Knit-Bodied Peafowl are famous not only for their beautiful appearance, but also for their peculiar behavior. For instance, before the rainfall, peafowls utter an unpleasant wailing cry and will then begin urinating on innocent bystanders. This particular breed of peafowl is notorious for being rather quarrelsome. In captivity, they do not get along well with other domestic animals, perhaps, considering themselves unique creatures, which they undoubtedly are.

The long ornamental feathers, which the Knit-Bodied Peafowl displays so magnificently here, are part of an elaborate courtship display. During the mating season, the feathers elevate to form a massive, lacy fan, supported from behind by the unadorned tail feathers. This sight is accompanied by rasping noises from the fluttered wings, prancing movements of the feet and repeated cries of “I’m sooooo drunk. Oh god, I’m sooooo drunk.”

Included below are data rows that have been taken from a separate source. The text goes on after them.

PR #256, opened 2023-06-28
NCC audit fixes

fjarri:
Some small things that were picked up by the security audit.

- Removed conditionals in `Uint::saturating_add` and `saturating_sub` and replaced them with constant-time methods.
- Made checks in the `random_mod` test more logical
- Marked `Uint::sqrt` to be renamed to `sqrt_vartime` (and similarly `checked_sqrt` and `wrapping_sqrt`) on the next breaking release, since that's the crate's convention.

### DIFF
--- a/src/uint/sqrt.rs
+++ b/src/uint/sqrt.rs
@@ -5,11 +5,20 @@ use crate::{Limb, Word};
 use subtle::{ConstantTimeEq, CtOption};
 
 impl<const LIMBS: usize> Uint<LIMBS> {
+    /// See [`Self::sqrt_vartime`].
+    #[deprecated(
+        since = "0.5.3",
+        note = "This functionality will be moved to `sqrt_vartime` in a future release."
+    )]
+    pub const fn sqrt(&self) -> Self {
+        self.sqrt_vartime()
+    }
+
     /// Computes √(`self`)
     /// Uses Brent & Zimmermann, Modern Computer Arithmetic, v0.5.9, Algorithm 1.13
     ///
     /// Callers can check if `self` is a square by squaring the result
-    pub const fn sqrt(&self) -> Self {
+    pub const fn sqrt_vartime(&self) -> Self {
         let max_bits = (self.bits_vartime() + 1) >> 1;
         let cap = Self::ONE.shl_vartime(max_bits);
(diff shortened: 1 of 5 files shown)


src/uint/sqrt.rs
```diff
@@ -9,7 +9,7 @@ impl<const LIMBS: usize> Uint<LIMBS> {
     /// Uses Brent & Zimmermann, Modern Computer Arithmetic, v0.5.9, Algorithm 1.13
     ///
     /// Callers can check if `self` is a square by squaring the result
-    pub const fn sqrt(&self) -> Self {
+    pub const fn sqrt_vartime(&self) -> Self {
```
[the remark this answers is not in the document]
fjarri: Ok, I'll do that instead. This means it will still be renamed in 0.6.0, correct? Do you have any automated procedure to handle these deprecation markers and make sure you don't forget any on release?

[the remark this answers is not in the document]
fjarri: Fixed.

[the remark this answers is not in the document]
tarcieri: Yes, it will be removed in the next release.

There's no automated check for that. It's just something you have to do.

tests/proptests.rs
```diff
@@ -187,6 +187,7 @@ proptest! {
     }
 
     #[test]
+    #[allow(deprecated)]
```
tarcieri, line 190: Perhaps use the new name here?

src/uint/sqrt.rs
```diff
@@ -65,6 +79,8 @@ impl<const LIMBS: usize> Uint<LIMBS> {
 
 #[cfg(test)]
 mod tests {
+    #![allow(deprecated)]
```
tarcieri, line 82: Why are you testing the deprecated names?

fjarri: Sorry, I wasn't sure about the procedure. So we're adding a new name without removing the old one, correct?

tarcieri (approved):

src/uint/sqrt.rs
tarcieri: Looks like you got everything updated.

PR #261, opened 2023-08-03
Add `TryFrom<&[u8]>` bound to `Encoding::Repr`

fjarri:
This helps with deserialization - one doesn't need to create a mutable buffer and use a special purpose `deserialize` mutating its argument (like `serdect` does currently), but instead one can just use a standard `deserialize` with the API compatible with that of `#[serde(with)]` that returns the `Repr` object.

### DIFF
--- a/src/traits.rs
+++ b/src/traits.rs
@@ -244,7 +244,12 @@ pub trait Bounded {
 /// Encoding support.
 pub trait Encoding: Sized {
     /// Byte array representation.
-    type Repr: AsRef<[u8]> + AsMut<[u8]> + Copy + Clone + Sized;
+    type Repr: AsRef<[u8]>
+        + AsMut<[u8]>
+        + Copy
+        + Clone
+        + Sized
+        + for<'a> TryFrom<&'a [u8], Error = core::array::TryFromSliceError>;
 
     /// Decode from big endian bytes.
     fn from_be_bytes(bytes: Self::Repr) -> Self;


src/traits.rs
```diff
@@ -244,7 +244,12 @@ pub trait Bounded {
 /// Encoding support.
 pub trait Encoding: Sized {
     /// Byte array representation.
-    type Repr: AsRef<[u8]> + AsMut<[u8]> + Copy + Clone + Sized;
+    type Repr: AsRef<[u8]>
+        + AsMut<[u8]>
+        + Copy
+        + Clone
+        + Sized
+        + for<'a> TryFrom<&'a [u8], Error = core::array::TryFromSliceError>;
```
tarcieri, line 252: I don't think the error type is particularly relevant here? Do we really need to mandate it?

fjarri: It helps a lot with writing down trait bounds in the user code. See https://github.com/rust-lang/rust/issues/113517 for example.

fjarri: To add to that, even with the workaround in the issue above, it does not work when another level is added. That is, if the `foo()` in the issue is a `serde`-standard `deserialize()` function, and I want to make a custom deserializer using `serde_with` as
```rust
impl<'de, const N: usize> serde_with::DeserializeAs<'de, Uint<N>> for UintWrapper<N>
where
    Uint<N>: Encoding,
```
there is no way to write trait bounds that would tell the compiler that the returned error is `Display` (so that it could be wrapped in the `serde` error).

tarcieri: Okay, if there's a legitimate use case I guess we can include it.

It's just a completely useless error that includes no relevant information, so it's easily handled without bounding on it by using `.ok()` or `.map_err(...)`.

But if it helps with `serde`, I guess that's fine.

tarcieri:
Also note: this is a breaking change, so we can't merge it until the next breaking release.

src/traits.rs
fjarri: This one is pretty useless, I agree. But if you have a function that is generic on something that's `TryFrom<&[u8]>` and you want the error to be `Display` (because it may be useful for some types, so you don't want to discard it), fixing the error in this specific case helps with the bounds. I don't particularly like it either, but unfortunately Rust compiler is currently not smart enough to handle bounds without it. I think it should be pretty harmless, since it's essentially an internal trait that's not supposed to be used outside of the crate.

tarcieri:
Bumped version to v0.6.0-pre in #295. Merging

Issue #227, opened 2023-05-06
Constant-time GCD


fjarri:
There is already an item for that in #1, but I would like to make a separate issue to add more info, and to make it more noticeable. It is likely I will have a go at it the next time I have free time available, in which case I will assign myself to the issue; before that it's free for the taking.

The act of copulation is surprisingly brief and afterwards the Knit-Bodied Peafowl tend to become angry and snappish. The male Peafowl wisely keeps his distance until a new mating season begins. The female knits a warm nest for roosting and in three weeks time the Knit-Bodied Peafowl will lay three to five brownish buff eggs.  The beauty of life begins anew.

Posted by Mary on August 8, 2005 | Permalink | Comments (17)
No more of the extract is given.